Ho sia il telefono fisso che il cellulare e ancora per il 2024 ho scelto di rinnovare l’abbonamento a laRegione che, pur scontato per i pensionati, è cresciuto fino a quattrocento franchi. Mi posso permettere di andare regolarmente dal parrucchiere e nella spesa di alimentari ci stanno, quando c’è l’occasione, pranzi o cene che cucino con piacere per i miei cari. In generale non sono una persona dalle grandi esigenze: a volte esco per una cena al ristorante o, più raramente da quando non c’è più mio marito, faccio una piccola vacanza. Tengo molto ad avere e, quando non ci sarò più, lasciare tutto a posto dal punto di vista finanziario. Quindi, pagato quel che devo e con un occhio ai risparmi (perché, specialmente alla nostra età, chi lo sa come possono andare le cose?), se e quando ne ho modo ‘passo qualcosa’ a figli o nipoti; sperando che ne facciano buon uso (ride, ndr).
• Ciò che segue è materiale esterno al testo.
PR #4471, opened 2025-07-30
sync: dont stop pipeline if pulling checkpoint fails

abhizer:
Introduces a new config flag `strict_start_from`, that determines if the pipeline starts from scratch or fails when pulling the checkpoint specified by `start_from_checkpoint` fails.

When `start_from_checkpoint` is set, and `strict_start_from` is `true`, the pipeline will fail if the checkpoint doesn't exist, there is an auth error or just downloading the checkpoint fails. If `strict_start_from` is `false` (default), pipeline will log this error and start from scratch.

### DIFF
--- a/crates/feldera-types/src/config.rs
+++ b/crates/feldera-types/src/config.rs
@@ -397,7 +397,7 @@ pub struct SyncConfig {
     /// When set, the pipeline will try fetch the specified checkpoint from the
     /// object store.
     ///
-    /// If `strict_start_from` is `true`, the pipeline will fail to initialize.
+    /// If `fail_if_no_checkpoint` is `true`, the pipeline will fail to initialize.
     pub start_from_checkpoint: Option<StartFromCheckpoint>,
 
     /// When true, the pipeline will fail to initialize if fetching the
@@ -407,7 +407,7 @@ pub struct SyncConfig {
     /// False by default.
     #[schema(default = std::primitive::bool::default)]
     #[serde(default)]
-    pub strict_start_from: bool,
+    pub fail_if_no_checkpoint: bool,
 
     /// The number of file transfers to run in parallel.
     /// Default: 20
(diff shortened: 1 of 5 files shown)


crates/feldera-types/src/config.rs
```diff
@@ -394,14 +394,21 @@ pub struct SyncConfig {
...
-    /// fail to initialize.
+    /// If `strict_start_from` is `true`, the pipeline will fail to initialize.
     pub start_from_checkpoint: Option<StartFromCheckpoint>,
 
+    /// When true, the pipeline will fail to initialize if fetching the
+    /// specified checkpoint fails (missing, download error).
+    /// When false, the pipeline will start from scratch instead.
+    ///
+    /// False by default.
+    #[schema(default = std::primitive::bool::default)]
```
gz, line 408: how come this is needed?

crates/feldera-types/src/config.rs
```diff
@@ -394,14 +394,21 @@ pub struct SyncConfig {
...
+    #[serde(default)]
+    pub strict_start_from: bool,
```
gz: how about we name this `require_checkpoint` or `fail_if_no_checkpoint` .. `strict_start_from` sounds a little akward

lalithsuresh: fail_if_no_checkpoint is perfect.

crates/feldera-types/src/config.rs
abhizer: The generated openapi spec didn't mention the default value without this.
https://github.com/feldera/feldera/blob/701c525cacbdfbba7502ece671d1e04c46f0f145/openapi.json#L7495

crates/feldera-types/src/config.rs
abhizer: Yeah, I struggled with naming this. I will rename it to `fail_if_no_checkpoint`.

PR #4473, opened 2025-07-30
[SQL] Optimized implementation of ARG_MAX/ARG_MIN for append-only relations

mihaibudiu:
This changes the implementation of `ARG_MIN` and `ARG_MAX` to look more like `MIN` and `MAX` (but not quite exactly). Also, the implementation for `append_only` tables is now compiled into the existing DBSP `chain_aggregate` operator, which is extremely efficient in space and time.

`ARG_MIN` and `ARG_MAX` are non-deterministic functions (when the minimum/maximum is not unique). With this change they become a little more deterministic, but I still have not documented this feature - allows us to change our mind. But some test cases had to be edited.

Still to do: optimized implementation for non-append-only tables for `ARG_MIN` and `ARG_MAX`; requires a little DBSP support.


crates/sqllib/src/aggregates.rs
```diff
@@ -351,25 +351,141 @@ macro_rules! universal_aggregate {
...
 
-universal_aggregate!(agg_max);
+universal_aggregate!(agg_max, T where T: Ord + Clone + Debug);
+
+fn o0<L, R>(t: (L, R)) -> (Option<L>, R) {
+    (Some(t.0), t.1)
+}
+
+// Macro to create variants of an aggregation function
+// There must exist a function f__(left: (L, R), right: (L, T)) -> (L, R)
```
blp:
```suggestion
// There must exist a function f__(left: (L, R), right: (L, R)) -> (L, R)
```

crates/sqllib/src/aggregates.rs
```diff
@@ -351,25 +351,141 @@ macro_rules! universal_aggregate {
...
+// f_N_N_conditional<L, R>(left: (L, R), right: (L, R), predicate: bool) -> (L, R)
+macro_rules! universal_aggregate2 {
+    ($func:ident, $l: ty, $r: ty where $($bounds:tt)*) => {
+        ::paste::paste! {
+            #[doc(hidden)]
+            pub fn [<$func _N_ >]<$l, $r>( left: (Option<$l>, $r), right: ($l, $r)) -> (Option<$l>, $r)
+                where $($bounds)*
+            {
+                match left {
+                    (None, _) => o0(right.clone()),
```
blp: I don't understand why this clone (or many of the clones here) is needed.

mihaibudiu: I don't either, but I think it didn't work without them
notice that values are not passed by reference to this function

crates/sqllib/src/aggregates.rs
```diff
@@ -264,16 +264,16 @@ macro_rules! for_all_int_aggregate_non_null {
...
+    ($func:ident, $t: ty where $($bounds:tt)*) => {
         ::paste::paste! {
             #[doc(hidden)]
-            pub fn [<$func _N_ >]<T>( left: Option<T>, right: T ) -> Option<T>
-                where T: Ord + Clone,
+            pub fn [<$func _N_ >]<$t>( left: Option<$t>, right: $t ) -> Option<$t>
+                where $($bounds)*
             {
                 match left {
                     None => Some(right.clone()),
```
ryzhyk, line 279: clone not needed is `right` is passed by value

crates/sqllib/src/aggregates.rs
```diff
@@ -282,8 +282,8 @@ macro_rules! universal_aggregate {
             }
 
             #[doc(hidden)]
-            pub fn [<$func __N>]<T>( left: T, right: Option<T> ) -> Option<T>
-                where T: Ord + Clone,
+            pub fn [<$func __N>]<$t>( left: $t, right: Option<$t> ) -> Option<$t>
+                where $($bounds)*
             {
                 match right {
                     None => Some(left.clone()),
```
ryzhyk, line 289: redundant clone

crates/sqllib/src/aggregates.rs
```diff
@@ -351,25 +351,141 @@ macro_rules! universal_aggregate {
...
+
+            #[doc(hidden)]
+            pub fn [<$func _N_N>]<$l, $r>( left: (Option<$l>, $r), right: (Option<$l>, $r) ) -> (Option<$l>, $r)
+                where $($bounds)*
+            {
+                match (left.clone(), right.clone()) {
+                    ((None, _), _) => right.clone(),
+                    (_, (None, _)) => left.clone(),
+                    ((Some(left), l1), (Some(right), r1)) => o0([<$func __>]((left, l1), (right, r1))),
+                }
```
blp: This isn't an unnecessary number of clones, at least? I'd think that one could at least do:
```suggestion
                match (left.clone(), right.clone()) {
                    ((None, _), right) => right,
                    (left, (None, _)) => left,
                    ((Some(left), l1), (Some(right), r1)) => o0([<$func __>]((left, l1), (right, r1))),
                }
```

crates/sqllib/src/aggregates.rs
blp: Weird.

crates/sqllib/src/aggregates.rs
```diff
@@ -292,8 +292,8 @@ macro_rules! universal_aggregate {
             }
 
             #[doc(hidden)]
-            pub fn [<$func _N_N>]<T>( left: Option<T>, right: Option<T> ) -> Option<T>
-                where T: Ord + Clone,
+            pub fn [<$func _N_N>]<$t>( left: Option<$t>, right: Option<$t> ) -> Option<$t>
+                where $($bounds)*
             {
```
ryzhyk, line 297:
```
            {
                match (left, right) {
                    (None, Some(right)) => Some(right),
                    (Some(left), None) => Some(left),
                    (Some(left), Some(right)) => Some([<$func __>](left, right)),
                }
            }
```

crates/sqllib/src/aggregates.rs
```diff
@@ -292,8 +292,8 @@ macro_rules! universal_aggregate {
...
                 match (left.clone(), right.clone()) {
```
ryzhyk, line 298: same

crates/sqllib/src/aggregates.rs
```diff
@@ -314,8 +314,8 @@ macro_rules! universal_aggregate {
             }
 
             #[doc(hidden)]
-            pub fn [<$func _N__conditional>]<T>( left: Option<T>, right: T, predicate: bool ) -> Option<T>
-                where T: Ord + Clone,
+            pub fn [<$func _N__conditional>]<$t>( left: Option<$t>, right: $t, predicate: bool ) -> Option<$t>
+                where $($bounds)*
```
ryzhyk, line 318: same

crates/sqllib/src/aggregates.rs
```diff
@@ -303,8 +303,8 @@ macro_rules! universal_aggregate {
             }
 
             #[doc(hidden)]
-            pub fn [<$func ___conditional>]<T>( left: T, right: T, predicate: bool ) -> T
-                where T: Ord + Clone,
+            pub fn [<$func ___conditional>]<$t>( left: $t, right: $t, predicate: bool ) -> $t
+                where $($bounds)*
```
ryzhyk, line 307: redundant clone below

crates/sqllib/src/aggregates.rs
```diff
@@ -336,8 +336,8 @@ macro_rules! universal_aggregate {
             }
 
             #[doc(hidden)]
-            pub fn [<$func _N_N_conditional>]<T>( left: Option<T>, right: Option<T>, predicate: bool ) -> Option<T>
-                where T: Ord + Clone,
+            pub fn [<$func _N_N_conditional>]<$t>( left: Option<$t>, right: Option<$t>, predicate: bool ) -> Option<$t>
+                where $($bounds)*
```
ryzhyk, line 340: no cloning should be needed here as well

crates/sqllib/src/aggregates.rs
mihaibudiu: what is weird - the clones or the lack of &?

ryzhyk: If everything is passed by value, then no cloning should be needed in this code as far as I can tell

crates/sqllib/src/aggregates.rs
mihaibudiu: thanks, managed to remove most of them

mihaibudiu:
I have also added (manually) all the aggregation tests generated by python as compiler tests (just SQL compilation, no Rust).
This will speed up finding bugs on the compiler side.
(The previous version of the PR failed in one of these tests, which uncovered a bug in a completely different optimization).

mihaibudiu:
Fixes #4483

PR #4475, opened 2025-07-30
Sqllib clones

blp:
The sqllib library did a lot of clones, and many of them are unnecessary. This PR eliminates a number of them.

There are a lot left in `aggregates.rs` that I didn't look at because that code is churning and because it's mostly in macros.

The effectiveness of some of this depends on whether our `Arc`s often have just a single strong reference. I don't have intuition for that.


crates/sqllib/src/map.rs
```diff
@@ -224,17 +224,17 @@ where
 }
 
 #[doc(hidden)]
-pub fn cardinalityMap<I, T>(value: Map<I, T>) -> i32 {
+pub fn cardinalityMap<I, T>(value: &Map<I, T>) -> i32 {
```
mihaibudiu: things may break if you pass by reference; the compiler may need to be adjusted

blp: I'll change this one back. I didn't realize that Map is an Arc type, so the clone doesn't matter here.

mihaibudiu:
Please add it to the queue after you have made the changes.

blp:
> Please add it to the queue after you have made the changes.

Done and done.

Issue #4467, opened 2025-07-29
[SQL] Bug in ARRAY_EXCEPT function


rivudhk:
Following SQL:

```
CREATE TABLE tbl(arr1 VARCHAR ARRAY, str VARCHAR);
        
CREATE MATERIALIZED VIEW v AS SELECT
ARRAY_EXCEPT(arr1, ARRAY['hello '])  AS res
FROM tbl;
```

Given input:  
**"arr": ["bye", "14", "See you!", "-0.52", None, "14", "hello "], 
"str": "hello "**

Produces the following output:
**'res': [None, '-0.52', '14', 'See you!', 'bye', 'hello ']**

Even though it should not include : '**hello '**

However, for: `ARRAY_EXCEPT(arr1, ARRAY[str])  AS str` , it produces the correct output:
**'res': [None, '-0.52', '14', 'See you!', 'bye']**

rivudhk:
Similar behavior for **ARRAY_INTERSECT** function:

```
CREATE MATERIALIZED VIEW v AS SELECT
ARRAY_INTERSECT(arr, ARRAY['hello ']) AS arr
FROM tbl;
```
Returns: **[{'arr': []}]**

But `ARRAY_INTERSECT(arr, ARRAY[str]) AS arr` returns: **[{'arr': ['hello ']}]**

rivudhk:
Similar behavior for **ARRAYS_OVERLAP** function:

```
CREATE MATERIALIZED VIEW v AS SELECT
ARRAYS_OVERLAP(arr, ARRAY['hello ']) AS arr
FROM tbl;
```
Returns: **[{'arr': False}]**

But `ARRAYS_OVERLAP(arr, ARRAY[str]) AS arr` returns: **[{'arr': True}]**

mihaibudiu:
A simple Java test does not reproduce this problem. I wonder whether it could be a bug somewhere in the Python SDK/Datafusion.

mihaibudiu:
This seems to be a bug about arrays of strings when the strings have spaces at the end.
I think it's on my side.

PR #4476, opened 2025-07-30
[SQL] Do not trim spaces from the end of VARCHAR and VARCHAR(N) strings

mihaibudiu:
Most of the changes are in test files, where we check exactly the size of an output string.
(Maybe that was a bad idea, but we got started this way)


mihaibudiu:
Fixes #4467
There are three examples; all 3 are added as tests in Regression1Tests, they are all due to the same bug.

Issue #3669, opened 2025-03-07
[SQL] Users cannot write SQL functions which return user-defined types


mihaibudiu:
Moreover, the error message provided is very confusing

PR #4481, opened 2025-07-31
[SQL] User-defined types and their nested types need to be global

mihaibudiu:


ryzhyk:
Is this related to #3669

mihaibudiu:
I don't think so, I introduced this regression while fixing #4430.

ryzhyk (approved):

Ci sono mesi in cui l’ammontare dei pagamenti è di diverse migliaia di franchi (ad esempio quando, se riesco, saldo le imposte in una volta sola) e mesi di assai meno. Finora sono riuscita a gestire entrate e uscite in modo tale da non dover attingere al capitale proprio: né per le spese correnti, né per quelle extra come possono essere lavori di mantenimento che una casa di quasi cinquant’anni richiede, riparazioni della vettura o altro.

Non ho ancora votato per corrispondenza: un po’ perché preferisco portare la scheda al seggio, un po’ perché esitavo tra il ‘sì’ e il ‘no’. Parto da una premessa: se guardo alla mia situazione, che mi consente di vivere con un certo agio, troverei ingiusto e perfino egoistico pretendere una 13a Avs. Il progetto su cui dobbiamo esprimerci non mi trova d’accordo per la distribuzione ‘a pioggia’: della 13a usufruirebbe anche chi non ne ha alcuna necessità e lo ritengo scorretto. Preferirei una soluzione che preveda un tetto delle entrate, sotto il quale destinare la 13ª e oltre il quale no. Una certa preoccupazione su come verrà finanziata c’è; sebbene in termini di spese sempre più elevate che ci ricadono addosso, ce ne siano di quelle che mi scocciano di più: dalla benzina all’imposta di circolazione (nel mio caso aumentata di 50 franchi nel 2024) al cibo. E poi, se devo dirla tutta, a farmi davvero arrabbiare sono cose come i miliardi che la Confederazione trova per tirare fuori dai guai aziende portate sull’orlo del fallimento da mega manager, ai quali vanno comunque cospicui bonus. In quei casi allora sì che i soldi ci sono...

Da un lato quella proposta in votazione è a mio parere una soluzione imperfetta; d’altro lato ritengo che la 13a sarebbe utile per una certa fascia di popolazione. Sebbene molti non ne parlino (forse per vergogna, sicuramente per dignità), i poveri ci sono anche da noi! E dunque, tenendo conto di tutto, voterò a favore».